We interviewed Kate Sully in our publication “Abstracted” surrounding the concept of abstract. Visit the publication here.
Can you expand on your experience at the Fremantle Arts Centre and how it sparked the beginning of your largescale abstract painting?
Being awarded the DYCP funding from the Arts Council allowed me to have 8 weeks in a studio surrounded by art and artists so was a very special environment. I arrived there with a few art materials and digital images but no paint. I just started cutting up the images and collaging/ drawing and then felt I wanted to start painting on to the work. I had lots of white walls so could build up large pieces and the freedom to experiment was amazing and the work just poured out of me. I realised I could create shapes and forms that told a story and `I have developed that spark ever since. Being brave and changing the painting through assemblage and painting gave me a new language to express my ideas.
What about the digital images of the brain and the abstract visuals first captured your interest and how did they influence your work during the residency?
The brain imagery and other digital images gave me a beginning and a way to develop and to explore how colour, shape and form can become my language and a way to see differently.
You say that the residency inspired a “new language” within your practice. How do you describe this language and what does it mean creatively?

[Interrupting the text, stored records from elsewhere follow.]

PR #19, opened 2019-11-12
Functions for seq.mc

lingmar:
Extends the sequence library with filter, find and paritition functions.


EliasC:
Looks good! Merging!

PR #20, opened 2019-11-12
Add simple string operations to stdlib

johnwikman:
Adds some string operations to stdlib. Some of these are copied from the stringops.mc example.

### DIFF
--- a/stdlib/string.mc
+++ b/stdlib/string.mc
@@ -33,15 +33,30 @@ let int2string = fix (lam int2string. lam n.
 
 // Returns an option with the index of the first occurrence of c in s. Returns
 // None if c was not found in s.
-let strfind = lam c. lam s.
-  let strfind_abs = fix (lam strfind. lam i. lam c. lam s.
+let strindex = lam c. lam s.
+  let strindex_abs = fix (lam strindex. lam i. lam c. lam s.
     if eqi (length s) 0
     then None
     else if eqchar c (head s)
          then Some(i)
-         else strfind (addi i 1) c (tail s)
+         else strindex (addi i 1) c (tail s)
   ) in
-  strfind_abs 0 c s
+  strindex_abs 0 c s
+
+// Returns an option with the index of the last occurrence of c in s. Returns
+// None if c was not found in s.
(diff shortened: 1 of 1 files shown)


stdlib/string.mc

I have always been a mixed media artist and the residency gave me the freedom and confidence to challenge my practice and see things differently. It was almost like the work was waiting to happen but needed that space as I literally walked in to that white empty studio and began experimenting g and loved it. The new language is exploring shape and colour through abstraction that can express my ideas about I think. Breaking out of the traditional frame we use for painting allows me to express a new ways to look at the world.
How do you see the connections between creativity, brain function and how we perceive the world? How do you incorporate these connections into your practice? What is the thought process behind this?

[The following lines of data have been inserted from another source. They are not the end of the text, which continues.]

PR #21, opened 2019-11-13
Add functions for options to the stdlib

segeljakt:
This PR adds the following functions to the stdlib (derived from [rust-stdlib](https://doc.rust-lang.org/std/option/enum.Option.html), also MIT-licensed).

* `optionIsNone`: Returns `true` if the option is a `Some` value.
* `optionIsSome`: Returns `true` if the option is a `None` value.
* `optionContains`:  Returns `true` if the option contains a value which satisfies the specified predicate.
* `optionMap`: Applies a function to the contained value (if any).
* `optionFlatMap`: Applies a function to the contained value (if any), and flattens the result.
* `optionMapOr`: Applies a function to the contained value (if any), or returns the provided default (if not).
* `optionMapOrElse`: Applies a function to the contained value (if any), or computes a default (if not).
* `optionAnd`: Returns `None` if either option is `None`, otherwise returns the first option.
* `optionFilter`: Filters the contained value (if any) using the specified predicate.
* `optionOr`: Returns the first option if it contains a value, otherwise returns the second option.
* `optionOrElse`: Returns the option if it contains a value, otherwise calls the specified function and returns the result.
* `optionXor`: Returns the first option if exactly one option is `Some`, otherwise returns `None`.
* `optionFlatten`: Converts from `Option<Option<T>>` to `Option<T>`.

Some tests are not passing yet, I'm not sure why 😕.

### DIFF
--- a/stdlib/option.mc
+++ b/stdlib/option.mc
@@ -2,3 +2,169 @@ type Option
 
 con Some : Dyn -> Option
 con None : () -> Option
+
+-- Returns `true` if the option is a `Some` value.
+let optionIsSome: Option -> Bool = lam o.
+  match o with Some _ then
+    true
+  else
+    false
+
+-- Returns `true` if the option is a `None` value.
+let optionIsNone: Option -> Bool = lam o.
+  match o with None () then
+    true
+  else
+    false
+
+-- Returns `true` if the option contains a value which
+-- satisfies the specified predicate.
+let optionContains: Option -> (a -> Bool) -> Bool = lam o. lam p.
+  match o with Some t then
+    p t
+  else
+    false
+
+-- Applies a function to the contained value (if any).
+let optionMap: Option -> (a -> a) -> Option = lam o. lam f.
+  match o with Some t then
+    Some(f t)
+  else
+    None ()
+    
+-- Applies a function to the contained value (if any),
+-- or returns the provided default (if not).
+let optionMapOr: Option -> a -> (a -> a) -> a = lam o. lam d. lam f.
+  match o with Some t then
+    f t
+  else
+    d
+
+-- Applies a function to the contained value (if any),
+-- or computes a default (if not).
+let optionMapOrElse: Option -> (Unit -> a) -> (a -> a) -> a = lam o. lam d. lam f.
+  match o with Some t then
+    f t
+  else
+    d unit
+
+-- Returns `None` if either option is `None`, otherwise returns
+-- the first option.
+let optionAnd: Option -> Option -> Option = lam o1. lam o2.
+  match o1 with Some _ then
+    match o2 with Some _ then
+      o1
+    else
+      None ()
+  else
+    None ()
+
+-- Returns `None` if the option is `None`, otherwise calls the
+-- specified function on the wrapped value and returns the result.
+let optionFlatMap: Option -> (a -> Option) -> Option = lam o. lam f.
+  match o with Some t then
+    f t
+  else
+    None ()
+
+-- Filters the contained value (if any) using the specified predicate.
+let optionFilter: Option -> (a -> a) -> Option = lam o. lam p.
+  match o with Some t then
+    if p t then
+      o
+    else
+      None ()
+  else
+    None ()
+ 
+-- Returns the first option if it contains a value, otherwise returns
+-- the second option.
+let optionOr: Option -> Option -> Option = lam o1. lam o2.
+  match o1 with Some _ then
+    o1
+  else
+    o2
+  
+-- Returns the option if it contains a value, otherwise calls the specified
+-- function and returns the result.
+let optionOrElse: Option -> (Unit -> Option) -> Option = lam o. lam f.
+  match o with Some _ then
+    o
+  else
+    f unit
+
+-- If exactly one option is `Some`, that option is returned,
+-- otherwise returns `None`.
+let optionXor: Option -> Option -> Option = lam o1. lam o2.
+  match o1 with Some _ then
+    match o2 with None () then
+      o1
+    else
+      None ()
+  else match o1 with None () then
+    match o2 with Some _ then
+      o2
+    else
+      None ()
+  else
+    None ()
+
+-- Converts from `Option<Option<T>>` to `Option<T>`
+let optionFlatten: Option -> Option = lam o.
+  match o with Some t then
+    t
+  else
+    None ()
+
+mexpr
+
+  utest optionIsNone (None ()) with true in
+  utest optionIsNone (Some 1) with false in
+
+  utest optionIsSome (Some 1) with true in
+  utest optionIsSome (None ()) with false in
+
+  utest optionContains (Some 1) (lam t. eqi t 1) with true in
+  utest optionContains (Some 2) (lam t. eqi t 1) with false in
+  utest optionContains (None ()) (lam t. eqi t 1) with false in
+
+  utest optionMap (None ()) (lam t. addi t 1) with (None ()) in
+  utest optionMap (Some 1) (lam t. addi t 1) with (Some 2) in
+
+  utest optionFlatMap (None ()) (lam t. Some (addi t 1)) with (None ()) in
+  utest optionFlatMap (Some 1) (lam t. Some (addi t 1)) with (Some 2) in
+  utest optionFlatMap (Some 1) (lam t. None ()) with (None ()) in
+
+  utest optionMapOr (Some 1) 3 (lam t. addi t 1) with 2 in
+  utest optionMapOr (None ()) 3 (lam t. addi t 1) with 3 in
+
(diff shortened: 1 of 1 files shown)


stdlib/option.mc
```diff
@@ -1,4 +1,74 @@
...
+let isSome: Option -> Bool = lam o.
+  match o with Some t then
+    true
+  else
+    false
+
+-- Returns `true` if the option contains the specified value.
+let contains: Option -> Dyn -> Bool = lam o. lam v.
+  match o with Some t then
+    if eqi t v then
```
segeljakt: Woops, the equality check here should not work.

EliasC: Maybe provide a predicate instead? (cf. `find` in `seq.mc`)

segeljakt:
I got these errors:

```
 ** Unit test FAILED on line 10 **
    LHS: clos p. match o'1 with Some t then p'1 t'0 else false
    RHS: true

 ** Unit test FAILED on line 11 **
    LHS: clos p. match o'1 with Some t then p'1 t'0 else false
    RHS: false

 ** Unit test FAILED on line 12 **
    LHS: clos p. match o'1 with Some t then p'1 t'0 else false
    RHS: false

 ** Unit test FAILED on line 14 **
    LHS: clos f. match o'1 with Some t then Some'7 (f'1 t'0) else None'5
    RHS: con(None,sym2)

 ** Unit test FAILED on line 15 **
    LHS: clos f. match o'1 with Some t then Some'7 (f'1 t'0) else None'5
    RHS: con(Some,sym1,2)

 ** Unit test FAILED on line 17 **
    LHS: clos d. lam f:Dyn. match o'2 with Some t then f'1 t'0 else d'1
    RHS: 2

 ** Unit test FAILED on line 18 **
    LHS: clos d. lam f:Dyn. match o'2 with Some t then f'1 t'0 else d'1
    RHS: 3

 ** Unit test FAILED on line 20 **
    LHS: clos d. match o'1 with Some t then t'0 else d'0 unit'18
    RHS: 2

 ** Unit test FAILED on line 21 **
    LHS: clos d. match o'1 with Some t then t'0 else d'0 unit'18
    RHS: 3
```

stdlib/option.mc
```diff
@@ -1,4 +1,132 @@
...
+let orElse: Option -> (Unit -> Option) -> Option = lam o. lam f.
+  match o with Some _ then
+    o
+  else
+    f unit
+
+-- Returns the first option if exactly one option is `Some`,
+-- otherwise returns `None`.
+let xor: Option -> Option -> Option = lam o1. lam o2.
+  match o1 with Some _ then
```
segeljakt, line 99: Is it possible to pattern match on tuples? I was not able to find the syntax for it. :/

stdlib/option.mc
```diff
@@ -1,4 +1,132 @@
...
+    match o2 with None then
+      o1
+    else
+      None
+  else match o1 with None then
+    match o2 with Some _ then
+      o1
+    else
+      None
+  else
```
segeljakt, line 109: This `else` branch was needed to get the code compiling, but I think it will never be executed.

stdlib/option.mc
```diff
@@ -1,4 +1,132 @@
...
+    None
+
+-- Converts from `Option<Option<T>>` to `Option<T>`
+let flatten: Option -> Option = lam o.
+  match o with Some t then
```
segeljakt: I was not able to find a way to pattern match on nested sum-types.

segeljakt:
One other thing, I was not able to find a way to pattern match on nested sum-types, e.g.

```ocaml
match o with Some Some t then
    ...
else
    ...
```

stdlib/option.mc
```diff
@@ -1,4 +1,132 @@
...
+    p t
+  else
+    false
+
+-- Applies a function to the contained value (if any).
+let map: Option -> (Dyn -> Dyn) -> Option = lam o. lam f.
+  match o with Some t then
+    Some(f t)
+  else
+    None
```
johnwikman: @EliasC Will MCore support function overloading? Just curious considering that there is a different map for sequences, and it would be nice to have access to both.

stdlib/option.mc
EliasC: You have to use tuple projection to extract stuff from a tuple.
```
let left = t.0 in
let right = t.1 in
...
```
Also, it is not possible to pattern match on two things at the same time (although my feeling is that this is something that we will want to support sooner or later).

stdlib/option.mc
EliasC: That sounds right! A `match` currently always needs an `else`, even when we know that matching is exhaustive. For now, just put `error "Not an option"` or something like this. When we have a type system, we will be able to avoid this!

EliasC:
> @segeljakt: I was not able to find a way to pattern match on nested sum-types

That is also a current limitation (that might be lifted soon, the jury is still out...). For now, you have to write it as two nested `match`es.

stdlib/option.mc
EliasC: That is a good question! My feeling is that MCore will _not_ support function overloading, but that Ragnar (or some other language built on top of MCore) will. For now, when there isn't even a module system to disambiguate conflicting names, we need to use a naming scheme that separates them, e.g., `optionMap` and `seqMap` (although I would very much prefer to let `map` be an alias of `seqMap` in that case).

There is also the possibility to use the same trick as in your PR for formatted printing (#25). Something like this (but with polymorphism rather than dynamic typing):

```
lang Functor
  syn FunctorWrapper =
  -- Intentionally left blank

  sem fmap (f : Dyn -> Dyn) =
  -- Intentionally left blank
end

lang SeqFunctor = Functor
  syn FunctorWrapper =
  | SeqFunctor [Dyn]

  sem fmap (f : Dyn -> Dyn) =
  | SeqFunctor s -> seqMap f s
end
```

```
utest fmap (addi 1) (SeqFunctor([1,2,3])) with [2,3,4] in
...
```
We should however agree on this before we start reimplementing the entire standard library like this.

EliasC:
> @segeljakt: I got these errors

An error where you get `clos p. ...` instead of some value you were expecting is a sign that some function (**clos**ure) was not provided with enough arguments. In particular, a function was not provided an argument for the parameter called `p`. I will have a look at your test cases and see what I can find!

stdlib/option.mc
```diff
@@ -1,4 +1,132 @@
...
+
+  utest isNone(None) with true in
+  utest isNone(Some(1)) with false in
+
+  utest isSome(Some(1)) with true in
+  utest isSome(None) with false in
+
+  utest contains(Some(1), 1) with true in
+  utest contains(Some(2), 1) with false in
+  utest contains(None, 1) with false in
```
EliasC: All of these function calls are missing the predicate `p`. Also, function calls are _curried_ in MCore, meaning that you pass them one by one rather than as a single tuple. What you want is probably something like this:
```
utest contains (Some 1) (lam n. eqi n 1) with true in
...
```

stdlib/option.mc
```diff
@@ -1,4 +1,132 @@
...
+
+  utest map(None, 1) with None in
+  utest map(Some(1), lam v. addi v 1) with Some(2) in
```
EliasC: The first call to `map` is missing a function argument (`1` is not a function). Because we don't have a type system and the function is not applied in the `None` case, this won't lead to an error, but it should be fixed nonetheless. Also, arguments should be in curried form, not as a tuple.

segeljakt:
Thank you for the feedback 😄

stdlib/option.mc
segeljakt: oops.. I overlooked the part in the README that said
>As part of the design of MExpr, we try to make it simple. Hence, MExpr does not support pattern variables or nested matches.

stdlib/option.mc
david-broman: MCore will most likely not be supporting overloading. As I see it, it should be implemented on a language on top of MCore. Ragnar (which should be the language we use for implementing the compiler in the end) should of course support it in a controlled way (most likely some variant of type classes).

segeljakt:
I did not port the following methods from https://doc.rust-lang.org/std/option/enum.Option.html listed below.

These required references `&`:
* `as_ref`
* `as_mut`
* `as_pin_ref`
* `as_pin_mut`
* `get_or_insert`
* `get_or_insert_with`
* `take`
* `replace`
* `copied`
* `cloned`
* `as_deref`
* `as_deref_mut`

These required `panic`s.
* `expect`
* `unwrap`
* `unwrap_or`
* `unwrap_or_else`
* `expect_none`
* `unwrap_none`

These required `Result` types:
* `ok_or`
* `ok_or_else`
* `transpose`

These required `Iterator` type classes:
* `iter`
* `iter_mut`

These required `Default` constructor type classes:
* `unwrap_or_default`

I like to think through may collaborations with researchers around dementia and brain function that the connection between the brain and creativity is that it is possible to see the world differently and express those challenges through abstract work. I am interested in the other worldly and that there are other ways to be and to exist and to be important to understand. My thought process is to push boundaries in my work to exp.ore the unknown and the possible and abstract process allow that to happen.
How do you hope that viewers will engage with or interpret your artwork?
I hope viewers are engaged through the scale and colour in my work and are challenged to think a bit differently and also to consider what the shape and form mean and why the paintings are not a stable form but more precarious and balanced.
Where do you see your practice evolving in the future? Do you have any projects upcoming that you would like to talk about?
My work is evolving all the time as I feel I still have lots to do and learn in my painting practice. I am currently working on smaller work and still wanting to an achieve the same intensity and rhythm in my work. The ideas are now exploring ways to use the characters and forms I have developed into new landscapes and to develop further my technique and palette. I am keen to create more sculptural pieces that inhabit a 3D world of abstraction and will be working on that in 2025.